Today we had a dancing test which was actually so great. I had no idea we were doing a test but turns out we were so we all had to get up in our groups of about 5 and perform this one disco kind of dance to the class. I was so embarrassed at first seeing that i don`t understand instructions and hence i only know how to do it by copying so i am not very good at all but i love my class so much and me and aki were stuffing up a lot but the girls watching just kept clapping for us and everyone had an awesome time.
My english has become terrible. I talk so stupidly and yesterday we were eating tea when on the news we all heard an english voice. The thickness of the Australia accent hit me and i was like, `How Australian does he sound!`. It was kind of awkward though because he was having a massive go at the Japanese `scientific` whalers and what he had to say wasn`t so friendly and i was wishing so bad that there weren`t Japanese subtitles translating every word he said, but of course, there were. They then went on to ask me if we ate whales and i said no because the whales are our friends. (That was the only way my Japanese could explain it!) But they were quite... i forget the word, oblivious to Australia`s outrage and told me that they eat whale often except it is unfortunately a bit expensive....
On Friday I am going Kareoke-ing with my friend from school and doing Purikura, it should be great but means i have to find my way home which again could be interesting. I have also been given my shinkansen tickets for getting to the airport! How terribly sad, it is only perhaps 23 days until i am home! Looks like i will be getting in at Adelaide on Sunday morning and am spending the wee hours of the morning in Sydney airport for a while, on my own which should be exciting, I will be buying anything but oolong tea and talking with the staff and enjoy the fact that no body will be watching my every move because I will blend in for the first time in 3 months!

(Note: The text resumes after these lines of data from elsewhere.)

Issue #993, opened 2021-06-07
Change binning in TrigScint DQM plots


bryngemark:
Some of the new TrigScint DQM plots have some pretty unreasonable binning choices. I'll fix this.

tomeichlersmith:
Resolved by PR #994

PR #994, opened 2021-06-07
Update cluster DQM binning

Best be off, going to watch my little sisters dancing lesson tonight. Love Mel x
Wednesday, May 30, 2007
Saturday, May 26, 2007
Moving
Well today is my last day at the Hanzawa`s house. I have had a good week and on Thursday the exams finished so me, Miki and Azusa went out to lunch which was spaghetti! After that we walked down to the station and went shopping. I bought manga, Moriyama Naodaro`s CD and a DVD and lots of pens! Then we went for a massive walk and stopped for some food in a place next door to Mr. Donuts, to my horror, so I sat sipping some oolong tea while staring through the glass at the people eating the best donuts in the world and drinking coffee. I was a little envious to say the least. We caught the bus home which is a novelty for me and then had a massive tea which filled me up too much, so much food here. On Friday i did the usual school thing and after school like I do sometimes, I went to the library to read the paper in english. I walked in and sat down and then one of the teachers came up to me and just did a massive X shape with his hands and then walked off and there were two guys there who were like, `何...` (What the...) and I was saying the same. The teacher said to them really shortly, `explain..` and then walked off.
Now I know my Japanese isn`t fluent but believe me if he had simply been nice and explained that today was special and the library shuts at 4pm today I would clearly of understood. So the guys explained, in japanese and I was like, `thankyou for that` and yes, I was a bit taken aback at that but oh well! (And by the way it was only 3.30pm so i still read the paper and all was good)
Then after the paper I went to wait for my host mum at her work and came home etc etc. Today we went out to return some CDs of Miki`s and then bought cakes and now we have just had lunch. I am excited about Sayumi`s house but of course sad to be leaving here. I am sharing a room with Sayumi and she has two little sisters who I am looking foward to spending time with. I don`t know when my next post will be so I am sorry and also sorry for being slack lately, I just haven`t had time!
Melissa x
Now I know my Japanese isn`t fluent but believe me if he had simply been nice and explained that today was special and the library shuts at 4pm today I would clearly of understood. So the guys explained, in japanese and I was like, `thankyou for that` and yes, I was a bit taken aback at that but oh well! (And by the way it was only 3.30pm so i still read the paper and all was good)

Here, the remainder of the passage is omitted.